At each node in the hidden and output layers, the value \boldsymbol{z} is calculated as a weighted sum of the node outputs in the previous layer, plus a bias. In other words: \boldsymbol{z} = \boldsymbol{X}\boldsymbol{w} + \boldsymbol{b} where \boldsymbol{X} is a n \times p matrix representing the weights, \boldsymbol{w} is an p \times q matrix representing the weights (q representing the number of neurons in the current layer), and \boldsymbol{b} is an n \times q matrix representing the biases. n represents the number of observations and p represents the dimension of the input.

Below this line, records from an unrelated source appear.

PR #5603, opened 2026-08-21
fix(useBluetooth): dedupe disconnect listener and reconnect on mount

### LINKED ISSUE #5600: useBluetooth: disconnect listeners accumulate per device, and mounted reconnect skips state sync
### Describe the bug

Two separate issues in `useBluetooth`, both around `device` changes.

## 1. `gattserverdisconnected` listeners accumulate

`connectToBluetoothGATTServer()` registers the disconnect listener on every call:

```ts
watch(device, () => {
  connectToBluetoothGATTServer()
})

async function connectToBluetoothGATTServer() {
  error.value = null
    // Add reset fn to gattserverdisconnected event:
    useEventListener(device, 'gattserverdisconnected', reset, { passive: true })
    ...
  }
}
```

Since it's driven by `watch(device)` and `requestDevice()` can be called repeatedly (user picks the wrong device, disconnects and reselects, etc.), each new device registers another listener. `useEventListener` doesn't dedupe, and these are only torn down on scope dispose — not between `device` changes.

So after N `requestDevice()` calls, a single `gattserverdisconnected` event invokes `reset()` N times. `reset()` is idempotent in its effects, so this isn't visibly broken today, but it's an unbounded listener leak for a long-lived component and means the listener target (`device`) no longer matches the device it was registered for.

## 2. `tryOnMounted` reconnect doesn't update state

```ts
tryOnMounted(() => {
  if (device.value)
    device.value.gatt?.connect()
})
```

This bypasses `connectToBluetoothGATTServer()` and discards the returned server. Compare the normal path, which does maintain state:

```ts
server.value = await device.value.gatt.connect()
isConnected.value = server.value.connected
```

So when this branch runs with an already-populated `device`, the GATT connection is established but `server` stays `undefined` and `isConnected` stays `false`. The promise is also unawaited and unguarded, so a rejection here becomes an unhandled rejection rather than landing in `error`.

`tryOnScopeDispose` has the mirrored problem — it calls `gatt?.disconnect()` without resetting `isConnected`/`server`, though that matters less since the scope is going away.

### Expected behavior

1. One `gattserverdisconnected` listener per device, cleaned up when `device` changes.
2. The mounted reconnect path should go through `connectToBluetoothGATTServer()` so `server`, `isConnected` and `error` stay accurate.

### Possible fix

For (1), register the listener against the resolved device inside the `watch` with its own cleanup, or use the `watch` `onCleanup` argument / a `watchEffect` so the previous listener is removed when `device` changes.

For (2), reuse the existing function:

```ts
tryOnMounted(() => {
  if (device.value)
    connectToBluetoothGATTServer()
})
```

That keeps the state assignments and routes errors into `error` via the existing `try/catch`.

Happy to open a PR for both once you confirm the preferred approach for (1) — whether you'd rather key the listener off the device object or restructure the `watch`. Note `useBluetooth` currently only has `index.browser.test.ts`, so I'd want to check what's testable in the jsdom/browser split before adding coverage.

Unrelated to #5317, which is about DTS type references.

### Additional context

Found while auditing the connection-oriented composables — same pass that turned up #5599 (`useUserMedia`/`useDisplayMedia` start/stop race). This one is a different failure mode, so filing separately.

haoku123:
## Summary
- Remove the previous `gattserverdisconnected` listener before registering a new one when the selected device changes, preventing unbounded listener accumulation
- Route the mounted reconnect path through `connectToBluetoothGATTServer()` so `server` and `isConnected` stay in sync
- Add regression tests for listener deduplication and connection state updates

Fixes #5600

## Test plan
- [x] `npx vitest run packages/core/useBluetooth/index.test.ts`

Made with [Cursor](https://cursor.com)


antfu (approved):

packages/core/useBluetooth/index.ts
```diff
@@ -119,10 +124,11 @@ export function useBluetooth(options?: UseBluetoothOptions): UseBluetoothReturn
 
   tryOnMounted(() => {
     if (device.value)
-      device.value.gatt?.connect()
+      void connectToBluetoothGATTServer()
   })
 
   tryOnScopeDispose(() => {
+    removeDisconnectListener?.()
```
OrbisK: I think we dont need this, because `useEventListener` should do this for us

packages/core/useBluetooth/index.ts
```diff
@@ -102,9 +104,12 @@ export function useBluetooth(options?: UseBluetoothOptions): UseBluetoothReturn
     // Reset any errors we currently have:
     error.value = null
 
+    removeDisconnectListener?.()
+    removeDisconnectListener = undefined
+
     if (device.value && device.value.gatt) {
       // Add reset fn to gattserverdisconnected event:
-      useEventListener(device, 'gattserverdisconnected', reset, { passive: true })
+      removeDisconnectListener = useEventListener(device, 'gattserverdisconnected', reset, { passive: true })
```
OrbisK: I think we should just pull this into the `tryOnMounted`

OrbisK:
@haoku123 i have moved the `useEventListener` to `tryOnMounted` instead, which should have the same effect. I have also added `once: true` to the watcher, because the device gets cleared anyway.

OrbisK (approved):

antfu (approved):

Example: Calculate the Neuron Values in the First Hidden Layer
If \boldsymbol{X} is a 2\times 3 matrix, what does this say about the neural network’s architecture? What about a 3\times2 matrix?
Activation Functions
The result of \boldsymbol{z} = \boldsymbol{X}\boldsymbol{w} + \boldsymbol{b} will be in the range (-\infty, \infty). However, sometimes we might want to constrain the values of \boldsymbol{z}. We apply an to \boldsymbol{z} to do this. Activation functions include:
Sigmoid: S(z_i) = \frac{1}{1 + \mathrm{e}^{-z_i}}, constrains each value in \boldsymbol{z} to (0, 1)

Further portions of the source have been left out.